RELATOS: "BAILAR COMO UN TONTO" (2025, INÉDITO)



BAILAR COMO UN TONTO

Afeitado pulcro, ducha purificadora, elección apropiada de camisa, designación de chaqueta a juego, deliberación sobre pantalón armónico y remate de perfume favorecedor, además del consabido ensayo frente a un espejo que ya rezuma hastío de una sonrisa que luego no sabré cómo utilizar. Lo cierto es que desde hace ya demasiados años, cada noche de viernes repito la liturgia de ornamentarme con este inútil esmero.

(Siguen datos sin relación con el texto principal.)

PR #3887, opened 2026-09-20
Qualify final compiler DX follow-up contracts

yaseralnajjar:
Native exact-package qualification now covers the DX follow-up cache CLI, private trace modes/product identity, ownership, root movement and supplied embedding context contracts. The shared cache harness uses its caller’s sanitized environment; source tests use an owned canonical temporary root so macOS temporary-path aliases do not prevent cache fixture admission.

Final validation candidate: `db38e61773b351399a0217e502d8011b1212def7`. Exact package source: `f6865cdfb8aa8d0f7d62759ec4fe313e5edc3708`; compiler/package inputs are unchanged by the validation-only corrections. Temporary continuation configuration is retained externally and removed from the final tree.

Validation: 49 selected Rust tests (22 fresh, 27 input-equivalent retained), plus five affected source-fixture reruns; package/history/cache/interface/project process coverage; 34 installed hostile-environment calls; five fresh optimized installed trace contracts. Exact commands, nonzero counts, receipts, hashes, lock/configuration/toolchain/fixtures/environments and prior item reviews are in the external candidate-keyed evidence index. Source-size, syntax, format/HIR, documentation/link and diff checks passed as applicable.

Four native targets are covered. The [original run](https://github.com/sifr-lang/sifr/actions/runs/35513780133) remains failed: Linux targets passed, while Mac jobs retained passing install/update/rollback/relocation/cache/trace stages and failed at source fixture admission. [ARM](https://github.com/sifr-lang/sifr/actions/runs/35519810319) and [Intel](https://github.com/sifr-lang/sifr/actions/runs/35520966256) continuations passed only the failed/unreached source/profile/loader/metadata stages using the same archives. No package rebuild or repeat of passed transitions/cache/trace stages. The initial continuation artifact-name admission failure is preserved separately. Aggregate coverage includes 20 exact native source tests, 136 cache calls, four private trace checks, and 740 installed-metadata commands per target.

Scoped Opus: [SATISFIED, no blockers](https://github.com/sifr-lang/sifr/pull/3887#issuecomment-5751456217). Evidence index: `/home/yaser5/projects/sifr/dxf-evidence/db38e61773b351399a0217e502d8011b1212def7/evidence-index.json`, SHA-256 `897eabc6216e6992140ae14979a2ac7d566aba6011612789e12b58af493fa5a3`.

No performance/memory claim, old whole-phase gate/review restart, release/publication or DXF.8 local-user checkout/binary change. The pre-existing automatic workflow admission failure is recorded separately; it is not a compiler test failure.


yaseralnajjar:
Scoped read-only Opus review of base `4f9fc5c0d8ac82d5a9e01c4dc4b20450ebf23e09`, candidate `db38e61773b351399a0217e502d8011b1212def7`. Review input index SHA-256 `45c87fe3a1c0e55bc05cd731448f9a7f8feaf3a2d0dbc12f10417fdc5464c0db`. The response below is preserved verbatim outside the reviewed tree. Nonblocking index/layout clarifications are applied as record-only dispositions; historical mutable-target artifact limitations remain explicit. No code changed after review.

Read-only review complete. I verified the diff (4f9fc5c0 → db38e6177), the DXF.7 criteria in `plans/issues/active/ad-hoc-compiler-dx-followup-execution.md:391`, the immutable index at `/home/yaser5/projects/sifr/dxf-evidence/db38e617.../review-input-index.json`, its reconciliation/equivalence/reuse files, and the referenced run records. No tests or builds were run.

Key verifications performed:
- **Index integrity**: every `{path, sha256}` pair in the index resolves and re-hashes correctly (one exception, below). `review-input-index.json` is byte-identical to `evidence-index.json`; final input hashes for the three changed Python protocols match the final worktree bytes exactly.
- **Library reconciliation**: `rust-evidence.json` has 41 rows = 22 fresh selections (21 at `464d03c6`, 1 at `f6865cdf`) + 19 retained rows covering 27 tests = 49; all logs exist, hashes match, no failure text, each row carries expanded argv, nonzero `selected_count` and result summaries. `git diff 464d03c6..db38e617 -- crates Cargo.lock Cargo.toml rust-toolchain.toml .cargo stdlib` is empty, so the fresh selections are genuinely input-equivalent at the final candidate. The five post-correction source selectors are counted separately (`additional_affected_fixture_test_count: 5`), not folded into the 49.
- **Changed-harness reruns**: `native_dxf_contracts.py` (`a4acac96`) and `dxf_cache_cli_acceptance.py` (`ace06aab`) at `99250fccc` are byte-identical to final, so the Mac continuations executed final helper bytes; the contributor cache34 and the installed hostile-environment 34 were rerun at `a4dbfa387` with the final cache-harness bytes; `hostile-before.log` records the genuine `SIFR-STDLIB-0003` installed-compiler failure, and only the `after` probe passes the sanitized environment.
- **Native composition**: original run 35513780133 retains `conclusion: failure` with the two Mac `dxf-0-run` fixture failures preserved verbatim; the continuation script asserts prior `status == "fail"`, revalidates every prior evidence digest, requires the extracted archive binary to equal `binary_sha256` of the original package, retains transitions/cache34/trace, and runs only `qualify_source`, `native_profiles` (which contains the loader validation at `qualify_native_package.py:311`) and `metadata_corpus`. The failed admission run 35519633154 is preserved as a failure with no compiler tests claimed. The temporary workflow/launcher are absent from the final tree and `release-qualification.yml` at `db38e617` hashes identically to base.
- **No new claims**: limits explicitly disclaim speed/memory, old-binary relabeling, Windows, publication and DXF.8 installation; the pre-existing `local-first-validation` failure is recorded as pre-existing, unrepaired and not a compiler test failure.
- **Code sanity**: `qualify()`'s only `compiler_lanes` use in the shared path is the pure `digest()`, so the native caller needs no `configure()`; `owner.run` merges `self.env | env`, so the `TMPDIR` override keeps PATH/HOME; `output.resolve()` makes the owned TMPDIR canonical, which is exactly the `/var` alias cause; the transport PATH shim only shadows `curl`, so forwarding `owner.env` into the cache harness is behaviorally equivalent to the original CI environment.

Verdict: SATISFIED

Blocking findings:
- none

Follow-up findings:
- suggestion: `native_qualification.protocols` lists `qualify_native_package.py`, `native_dxf_contracts.py` and `release-qualification.yml` but omits `verification/areas/developer_tooling/dxf_cache_cli_acceptance.py`, even though it is a changed native protocol and does appear under `executed_protocols`. Its final hash is still bound via `inputs`/`input-sha256.json`, so nothing is unproven — the asymmetry is only an indexing gap worth closing in the record-only update.
- suggestion: the `hostile-before` failure log (the demonstration that motivated the environment fix) is reachable only through the superseded `a4dbfa387/package-input-equivalence.json`, not from the final index, whose `environment_fix`/`hostile_environment_regression` entries point at the `after` evidence only. Linking the before log from the final index would make the preserved failure self-contained.
- pre-existing issue: `items[4]` (DXF.5) `historical_evidence.test_artifact` points at `target/debug/deps/sifr-152a076181dc3f50`, whose current bytes no longer match the recorded hash. This is inherited from the DXF.5 index and is correctly labeled historical, but a hash of a path inside the live rebuildable target directory is not re-verifiable later; future items should copy such artifacts into the candidate-keyed evidence directory.
- infrastructure issue: the Mac continuation executes `native_profiles`/`metadata_corpus` against the archive extracted directly to `owner.output/exact-package` rather than the installer-managed generation used on Linux. The binary bytes are asserted equal to the original package and the installer transitions were separately proven on the same platform in the original run, so coverage is intact; the distinction is just not spelled out in `native-reconciliation.json`'s prose, which says "executes actual installed archives".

Las luces sicodélicas, como enemigas refulgentes, me abofetean sin que nadie se percate. El repiqueteo monótono de la música, que se desliza como una serpiente incansable por las paredes y el parquet, me percute el estómago. Cientos de copas brillan en cientos de manos o detrás de cientos de sonrisas embusteras, y los desconocidos parecen rebosar de secretos y exudar técnicas infalibles. Yo me allego a la barra, pido lo de siempre, hago las muecas dúctiles de siempre y deambulo por la estancia copa en mano, buscando un rincón visible pero no demasiado expuesto, como si existiera el lugar exacto en el que alguien —ella, y no cualquier ella— advirtiera mi presencia e interpretara en mis aturdidos movimientos una muda invitación.

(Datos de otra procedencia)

PR #3889, opened 2026-09-20
docs(dx): record qualified local compiler handoff

yaseralnajjar:
DXF.8 completes the actual Mac ARM handoff: safely fast-forwards the user checkout while preserving IntoIterator, retains the complete legacy beta installation, and installs the exact DXF.7-qualified package through the unchanged atomic installer. Fresh login shells select the durable installed binary; existing shell profiles are unchanged.

Validation: full installed integrity and 89 metadata records; package body-edit/recheck matches a fresh reference with ten restored modules; all 34 isolated cache CLI checks; bounded redacted trace under umask 000; archive/installer/binary/receipt hashes and recovery preserved. Documentation links, diff and source-size guard pass. No rebuild, broad gate, performance claim or publication. Scoped Opus review pending.

Canonical record: plans/issues/active/ad-hoc-compiler-dx-followup-execution.md. Exact local/remote evidence and legacy recovery paths are recorded there.


yaseralnajjar:
Verdict: SATISFIED

Blocking findings:
- none

Follow-up findings:
- suggestion: the record states `.zshrc`/`.profile`/`.zprofile`/`.bashrc` hashes "remain unchanged" and that the installer regenerated sh/fish env files, but the retained external evidence contains only pre-install hashes (`before.json`) plus `installed-env` and `prior-sifr.env.fish`; no post-install hash record or new fish file is bound by `evidence-index.json`, so that specific claim is not re-verifiable from the external copy alone. Reason: reconstructable later by re-hashing on the Mac; the reviewed statement itself is consistent with all retained artifacts, so this is evidence completeness, not accuracy.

Los más atrevidos prosperan sin complejos. Las parejas se forman y se disuelven como burbujas fugaces. Yo, una vez más en el centro de la pista, me agito con esa torpeza que no muestra pasión, ni gusto por la música, ni sentido del ritmo; solo una voluntad inquebrantable de no parecer más solo de lo que en realidad estoy. Un simulacro de baile apetecido. Una representación de que la copa asida en mi mano, burdo simulacro de grillete, es un accesorio festivo y alegre. Un deseo febril de que no se trasluzca la máscara absurda y pueril que no dejan de ser mis ojos, peritos en miradas sesgadas.

Cuando el ritmo cambia y no hay nadie junto a mí, me denuncio ante mí mismo, mi peor juez, escabulléndome de la mirada ajena, simulando un nuevo interés por la barra, por una nueva copa de néctar engañoso, acopiando apenas a ras de espíritu el eco de otra oportunidad perdida. Me repito cada viernes, en bucle, a ráfagas, que hoy sí. Que esta noche, me prometo, voy a cruzar la pista, voy a franquear la linde incorpórea de la timidez y del acerado sentido del ridículo, y que voy a solicitarle a alguien —a ella, no a una ella cualquiera— que baile conmigo. Y así cada madrugada de viernes reinterpreto mi cansino rol: bailar solo entre la muchedumbre, solo en medio de la pista sobreabundante de gente, bailar como un tonto, solo y metamorfoseado en mi propia ironía recurrente, perfectamente predecible, extrañamente irrenunciable. 

Algunas noches —¡qué genialidad la mía!— invento excusas prodigiosas y reiterativas para justificar mi cobardía: la música no acompaña, hay demasiada gente, nadie baila bien estas canciones… Otras veces, ni siquiera eso. Me limito a esperar la última llamada del DJ como quien aguarda un milagro improbable.

Libre al fin, regreso a mi guarida cuando ya las incipientes luces del alba rivalizan por invitar a la noche a desvanecerse. No llevo conmigo ni un atisbo de gloria. Maquinalmente transito mi ruta de retorno, envuelto en el cansancio viscoso de alguien que ha arado mucho para no recolectar absolutamente nada. Me deshago el nudo de la corbata y me tumbo en la cama a las tantas, y sueño, en eso soy un experto, con pistas de baile vacías o con versiones mejores de mí mismo, menos estúpidas, más audaces.

Desayuno tarde. Saboreo la resaca de una esperanza baldía. Y mientras deambulo por la casa como un sonámbulo y siento el gusanillo de la nueva  oportunidad que me aguarda, escucho una vez más aquellas palabras piadosas procedentes de la vieja mecedora:

—“El próximo viernes te irá mejor, hijo mío”.

Dios la tenga en su Gloria. Ahora solo queda aguardar la nueva ocasión. Entretanto, me basta con acariciar, con sostener entre las manos esta afilada promesa de acero y nácar.